◆ The problem:
Working line by line, output the entries below exactly as they appear.
=== Begin Enclosure ===
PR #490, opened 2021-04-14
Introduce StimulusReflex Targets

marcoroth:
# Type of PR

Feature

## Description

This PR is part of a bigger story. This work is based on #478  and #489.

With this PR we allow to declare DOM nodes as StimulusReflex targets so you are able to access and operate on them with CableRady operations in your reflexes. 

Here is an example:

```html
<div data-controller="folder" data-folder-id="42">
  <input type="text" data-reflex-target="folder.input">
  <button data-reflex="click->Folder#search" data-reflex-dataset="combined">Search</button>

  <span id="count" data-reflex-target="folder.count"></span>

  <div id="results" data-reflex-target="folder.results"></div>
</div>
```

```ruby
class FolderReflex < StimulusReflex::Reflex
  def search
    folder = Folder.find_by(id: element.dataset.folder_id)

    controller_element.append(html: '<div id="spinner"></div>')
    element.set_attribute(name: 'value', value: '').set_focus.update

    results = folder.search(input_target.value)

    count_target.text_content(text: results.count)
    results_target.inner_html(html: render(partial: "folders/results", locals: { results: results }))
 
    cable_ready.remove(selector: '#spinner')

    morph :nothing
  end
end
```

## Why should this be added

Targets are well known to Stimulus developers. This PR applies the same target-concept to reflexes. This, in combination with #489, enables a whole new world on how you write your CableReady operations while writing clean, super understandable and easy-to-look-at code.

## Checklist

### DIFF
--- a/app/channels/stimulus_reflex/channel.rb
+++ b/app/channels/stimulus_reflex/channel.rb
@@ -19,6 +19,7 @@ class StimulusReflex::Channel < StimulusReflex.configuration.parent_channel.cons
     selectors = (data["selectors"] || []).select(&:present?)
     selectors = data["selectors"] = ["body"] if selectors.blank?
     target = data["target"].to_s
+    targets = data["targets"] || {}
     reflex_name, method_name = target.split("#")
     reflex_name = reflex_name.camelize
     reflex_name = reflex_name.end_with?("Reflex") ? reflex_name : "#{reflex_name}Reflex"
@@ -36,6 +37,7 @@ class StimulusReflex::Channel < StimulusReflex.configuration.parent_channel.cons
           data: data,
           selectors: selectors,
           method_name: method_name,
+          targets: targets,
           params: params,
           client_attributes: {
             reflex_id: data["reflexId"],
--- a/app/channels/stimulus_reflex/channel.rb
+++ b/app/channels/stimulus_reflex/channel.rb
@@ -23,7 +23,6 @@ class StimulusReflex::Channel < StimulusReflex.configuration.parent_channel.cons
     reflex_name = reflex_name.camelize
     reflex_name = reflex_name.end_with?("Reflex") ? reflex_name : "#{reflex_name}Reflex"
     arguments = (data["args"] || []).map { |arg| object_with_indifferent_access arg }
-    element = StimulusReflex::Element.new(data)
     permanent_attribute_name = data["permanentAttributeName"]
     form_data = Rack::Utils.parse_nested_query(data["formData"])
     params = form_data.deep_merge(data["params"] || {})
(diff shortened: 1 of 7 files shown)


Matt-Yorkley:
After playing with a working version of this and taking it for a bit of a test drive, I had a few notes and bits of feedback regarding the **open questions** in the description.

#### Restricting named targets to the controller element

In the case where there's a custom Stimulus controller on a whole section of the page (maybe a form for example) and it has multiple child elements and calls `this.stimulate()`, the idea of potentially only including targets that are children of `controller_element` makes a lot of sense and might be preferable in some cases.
=== End Enclosure ===
◆ Response:
PR #490, opened 2021-04-14
Introduce StimulusReflex Targets

marcoroth:
# Type of PR

Feature

## Description

This PR is part of a bigger story. This work is based on #478  and #489.

With this PR we allow to declare DOM nodes as StimulusReflex targets so you are able to access and operate on them with CableRady operations in your reflexes. 

Here is an example:

```html
<div data-controller="folder" data-folder-id="42">
  <input type="text" data-reflex-target="folder.input">
  <button data-reflex="click->Folder#search" data-reflex-dataset="combined">Search</button>

  <span id="count" data-reflex-target="folder.count"></span>

  <div id="results" data-reflex-target="folder.results"></div>
</div>
```

```ruby
class FolderReflex < StimulusReflex::Reflex
  def search
    folder = Folder.find_by(id: element.dataset.folder_id)

    controller_element.append(html: '<div id="spinner"></div>')
    element.set_attribute(name: 'value', value: '').set_focus.update

    results = folder.search(input_target.value)

    count_target.text_content(text: results.count)
    results_target.inner_html(html: render(partial: "folders/results", locals: { results: results }))
 
    cable_ready.remove(selector: '#spinner')

    morph :nothing
  end
end
```

## Why should this be added

Targets are well known to Stimulus developers. This PR applies the same target-concept to reflexes. This, in combination with #489, enables a whole new world on how you write your CableReady operations while writing clean, super understandable and easy-to-look-at code.

## Checklist

### DIFF
--- a/app/channels/stimulus_reflex/channel.rb
+++ b/app/channels/stimulus_reflex/channel.rb
@@ -19,6 +19,7 @@ class StimulusReflex::Channel < StimulusReflex.configuration.parent_channel.cons
     selectors = (data["selectors"] || []).select(&:present?)
     selectors = data["selectors"] = ["body"] if selectors.blank?
     target = data["target"].to_s
+    targets = data["targets"] || {}
     reflex_name, method_name = target.split("#")
     reflex_name = reflex_name.camelize
     reflex_name = reflex_name.end_with?("Reflex") ? reflex_name : "#{reflex_name}Reflex"
@@ -36,6 +37,7 @@ class StimulusReflex::Channel < StimulusReflex.configuration.parent_channel.cons
           data: data,
           selectors: selectors,
           method_name: method_name,
+          targets: targets,
           params: params,
           client_attributes: {
             reflex_id: data["reflexId"],
--- a/app/channels/stimulus_reflex/channel.rb
+++ b/app/channels/stimulus_reflex/channel.rb
@@ -23,7 +23,6 @@ class StimulusReflex::Channel < StimulusReflex.configuration.parent_channel.cons
     reflex_name = reflex_name.camelize
     reflex_name = reflex_name.end_with?("Reflex") ? reflex_name : "#{reflex_name}Reflex"
     arguments = (data["args"] || []).map { |arg| object_with_indifferent_access arg }
-    element = StimulusReflex::Element.new(data)
     permanent_attribute_name = data["permanentAttributeName"]
     form_data = Rack::Utils.parse_nested_query(data["formData"])
     params = form_data.deep_merge(data["params"] || {})
(diff shortened: 1 of 7 files shown)


Matt-Yorkley:
After playing with a working version of this and taking it for a bit of a test drive, I had a few notes and bits of feedback regarding the **open questions** in the description.

#### Restricting named targets to the controller element

In the case where there's a custom Stimulus controller on a whole section of the page (maybe a form for example) and it has multiple child elements and calls `this.stimulate()`, the idea of potentially only including targets that are children of `controller_element` makes a lot of sense and might be preferable in some cases.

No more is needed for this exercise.